__To do__. Copy each line of the listing below where the word "default" turns up.
☆ ☆ ☆ ☆ ☆ ☆ ☆
PR #268, opened 2021-06-12
[feature] Set page title for each page #155

### LINKED ISSUE #155: [wifi-login-pages] Set page title
For each page of the app we should have a title, eg: `{page_title} - {organization_name}`.

We should have a `title` attribute in the org-config of each component, translatable, eg:
```yaml
registration_form:
    title:
        en: "Sign up"
```

We should add a test for each component to ensure the tile is changed as expected.

Also the main title should be allowed to be multilingual, now we have:

```yaml
client:
  # <title> value
  title: "WiFi Login"
```

we shall switch to:
```yaml
client:
  # <title> value
  title:
    en: "WiFi Login"
    it: "Accesso WiFi"
    # other languages...
```

codesankalp:
Added translatable support for page title in each page.

Closes #155


nemesisdesign (commented):

client/components/registration/registration.js
```diff
@@ -1034,4 +1039,7 @@ Registration.propTypes = {
     content: PropTypes.object,
   }).isRequired,
   authenticate: PropTypes.func.isRequired,
+  setUserData: PropTypes.func.isRequired,
+  userData: PropTypes.object.isRequired,
```
nemesisdesign, line 1043: pay attention, I removed `userData` and `setUserData` from this component, I centralized all the operations in the status component to simplify and avoid duplication, therefore these lines should not be added back.

client/components/registration/registration.test.js
```diff
@@ -23,11 +23,15 @@ const createTestProps = function (props, configName = "default") {
...
     orgSlug: configName,
+    orgName: config.name,
     settings: config.settings,
     registration: config.components.registration_form,
     privacyPolicy: config.privacy_policy,
     termsAndConditions: config.terms_and_conditions,
     authenticate: jest.fn(),
+    userData: {},
+    setUserData: jest.fn(),
+    setTitle: jest.fn(),
```
nemesisdesign, line 34: same here

client/components/registration/index.js
```diff
@@ -11,12 +11,15 @@ const mapStateToProps = (state) => {
...
     orgSlug: conf.slug,
+    orgName: conf.name,
     language: state.language,
   };
 };
 const mapDispatchToProps = (dispatch) => {
   return {
     authenticate: authenticate(dispatch),
+    setUserData: setUserData(dispatch),
+    setTitle: setTitle(dispatch),
```
nemesisdesign, line 22: and here

nemesisdesign (changes requested):
This is also almost ready.
See my notes below.

Please **note** my minor changes here: https://github.com/openwisp/openwisp-wifi-login-pages/pull/268/commits/bc731370721657875dd50e5e3aa813311c69fd41

client/components/login/login.js
```diff
@@ -48,7 +48,9 @@ export default class Login extends React.Component {
   componentDidMount() {
     const username = getParameterByName("username");
     const token = getParameterByName("token");
-    const {loginForm} = this.props;
+    const {loginForm, setTitle, orgName, language} = this.props;
+    setTitle(`${getText(loginForm.title, language)} - ${orgName}`);
```
nemesisdesign, line 52: Why don't we change the `setTitle` function to accept different parameters?

eg: 

```
setTitle(component, language, orgName)
```

This allows to avoid compiling the title string in many different places so if we want to change its general structure we can do it from one place.

nemesisdesign (approved):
☆ ☆ ☆ ☆ ☆ ☆ ☆
__Answer for this exercise__.
@@ -23,11 +23,15 @@ const createTestProps = function (props, configName = "default") {
@@ -48,7 +48,9 @@ export default class Login extends React.Component {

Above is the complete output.